Let G be a lie group and let M be a G-manifold. Let $\mathfrak{g}$ be the lie algebra of G. If $X \in \mathfrak{g}$, we denote by $X_M$ the vector field on M such that
$(X_M.f)(m) = \frac{d}{dt} f (exp(-tX)m)|_{t=0}$
for $f \in C^\infty(M), m \in M.$
Suppose that $X = Y + Y'$ , where $Y,Y' \in \mathfrak{g}$, $\lambda \in \mathbb{R}$. Does this imply that $X_M = Y_M + Y'_M$ ?

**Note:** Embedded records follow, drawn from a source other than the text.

PR #454, opened 2026-09-06
fix(hive): a god → human ask always reaches the human (ASK ME)

gpechieu:
## What & why

The god's questions to the human could vanish while the god believed they were delivered. Two harness gaps combined: (1) a `to: "human"` message from the god resolves to the god itself (the human's proxy) and the never-deliver-to-self filter leaves no target, so it was logged `delivered: []` and shown nowhere; (2) ASK ME only listed cards with `status === 'blocked'` **and** an open `humanQA`, so an ask the god appended to a card it had just moved to `doing` was in the ledger and visible in none of the three surfaces — while the god told the human "awaiting your answer — ASK ME tab". Observed live: 12 god → human asks dropped in one afternoon, and an empty ASK ME tab with a real sign-off question pending.

The fix makes both invariants the harness's job instead of the agent's:

- `src/shared/humanAsk.ts` — the single definition of an open ask, imported by main and renderer. Waiting on the human = an open ask, whatever the card's status (tab, kanban `?` badge and floor board now agree).
- `hive.routeMessage` — a god → `human` `request`/`query`/`propose` with no inbox target is materialized as a blocked decision card (`ask-<messageId>`, title = subject, ask = body, assignee = god), so the existing answer flow (reply lands as `a`, god gets the `HUMAN ANSWER` inbox message) works unchanged. Logged `delivered: ["human"]` plus a `human-ask` event. An `inform`/`done` is logged as a `human-fyi` drop instead of pretending delivery.
- `hive.tasks()` — announces each newly open ask (`hive:humanAsk` + a native toast gated on the `notifications` setting), whichever way it entered the ledger; the first read after boot only snapshots.
- Generated `PROTOCOL.md` — tells the god it can ask with one message to `human` or a card ask, and that an open ask shows regardless of status.

## Type of change

- [x] Bug fix
- [ ] New feature
- [ ] Refactor / cleanup
- [ ] Docs
- [ ] Build / CI

### Before

before

On upstream `main` the new tests are red: a god → human ask is dropped (`delivered: []`) and never becomes an ASK ME card, and an open ask on a card that is not `blocked` is invisible to every surface.

### After

after

With the fix the same tests are green: the ask becomes a blocked `ask-…` card announced once, and any open ask on a card that is not `done` waits on the human, whatever its status.

## How I tested it

- OS: macOS 26 (Darwin 25.6.0), Node 24, dev build (`npm run dev`, Electron dev-mode).
- Steps:
  1. `npm run typecheck` — clean. `node --test --test-reporter=tap test/*.test.cjs` — 845/845 on this branch (rebased on main 3e4f9f62); the two new files (`test/hive-human-ask.test.cjs`, `test/human-ask-open.test.cjs`) fail 7/8 against `main`.
  2. Booted the app with the change; checked `hive/PROTOCOL.md` was regenerated with the new "Asking the human" section.
  3. Dropped a real `{to: "human", act: "request"}` message into the god's `outbox/`; the router created `tasks.json` card `ask-<id>` (blocked, humanQA = body) and `log.jsonl` shows `delivered: ["human"]`; the card rendered in the ASK ME tab and was answered from there.
  4. Told the live god its earlier asks had never arrived; it re-sent them as messages to `human` and both became ASK ME cards without any status hand-editing.


chaitanyagiri:
Good fix. God saying "see ASK ME" next to an empty tab is confusing, and turning the ask into a blocked card is the right shape. One change before we take it.

**Leave done cards out.** `openQuestion` (`src/shared/humanAsk.ts:31`) ignores status, `waitsOnHuman` (`:44`) and `openAsks` (`:60`) build on it, and `test/human-ask-open.test.cjs` asserts that a `done` card still counts. Existing hives carry old unanswered `humanQA` entries on cards that finished long ago, so right after upgrading every one of them shows up in ASK ME at once. Please exclude `done` cards and update that test.

gpechieu:
Done in f004f286 — `done` cards are out.

- `openQuestion()` returns nothing for a card whose `status` is `done`, whatever its `humanQA` holds. `waitsOnHuman()`, `openAsks()`, the kanban badge, the floor board and main's ask announcer all derive from it, so they cannot disagree.
- `isDoneCard()` is the one status test, exported.
- `test/human-ask-open.test.cjs`: the F1 case no longer lists `done`; a new case pins the stale-hive regression (a done card with an unanswered question shows nowhere, and reopening the card makes the same ask pending again); `openAsks()` is checked to skip such a card while keeping the rest.

Verified: the new test fails on the previous commit (2 failures), passes now; typecheck clean; 846/846 in the local suite.

gpechieu:
**Agent review of this PR** (CONTRIBUTING: "run your coding agent over your own PR, and paste what it found"). Claude Code went over `3e4f9f62..f004f286` (src + test) for cross-platform behaviour, paths with spaces, provider neutrality, hot paths and security, then hygiene.

- **Cross-platform / paths with spaces:** clean — all fs paths go through `path.join`, JSON-only I/O, no shell, no env vars.
- **Provider neutrality:** clean — the ask lives in the ledger; the toast is Electron `Notification`; nothing names a CLI.
- **Hot paths:** clean — `openAsks` is O(cards × humanQA) per `tasks()` read (the 5 s polls), dwarfed by the existing `readJson`; the notifier's disk reads run only per *new* ask.
- **Security:** clean — `ask-<msgId>` only ever lives inside tasks.json (no task id reaches a filesystem path in main); the log entry carries ids only.
- **Hygiene — two things it flagged, both fixed in f9cce6fd:**
  - `hive.emit('hive:humanAsk')` had no preload bridge and no renderer listener, so the earlier commit message overstated what ships. Dropped it (the renderer learns of an ask from the ledger it already polls; the native toast comes from main's notifier) and removed the test assertion that checked the phantom event.
  - The `routedObserver` JSDoc had been left orphaned above `materializeHumanAsk` when the latter was inserted. Back above the field it documents.
- **Flagged and deliberately not changed:** the explicit `['request','query','propose']` act list next to `requires_reply` / `needs_human` in `materializeHumanAsk`. It overlaps with what `normalize()` folds into `requires_reply`, but the doc says "acts that expect an answer, or anything flagged", i.e. an explicit `requires_reply:false` on a `request` still becomes a card. That is the intended reading of a god ask, so it stays.

Verified after the fix: typecheck clean, the two ask test files 12/12, local suite 846/846.

gpechieu:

Let $\phi:G\rightarrow M$ defined by $\phi(g)=g.m$, $f(exp(-tY).m)=f(\phi(exp(-tY))$,
${d\over{dt}}f(exp(-tY)m)_{\bar t=0}={d\over {dt}}_{t=0}f(\phi(exp(-tY))=df_m.d\phi_{Id}.{d\over {dt}}_{t=0}exp(-tY))={d\over {dt}}_{t=0}f(\phi(exp(-tY))=df_m.d\phi_{Id}(-Y)$.
This implies that $(Y_M+Y'_M)(m)=df_m.d\phi_{Id}(-Y)+df_m.d\phi_{Id}(-Y')=df_m.d\phi_{Id}(-(Y+Y'))=X_M(m)$.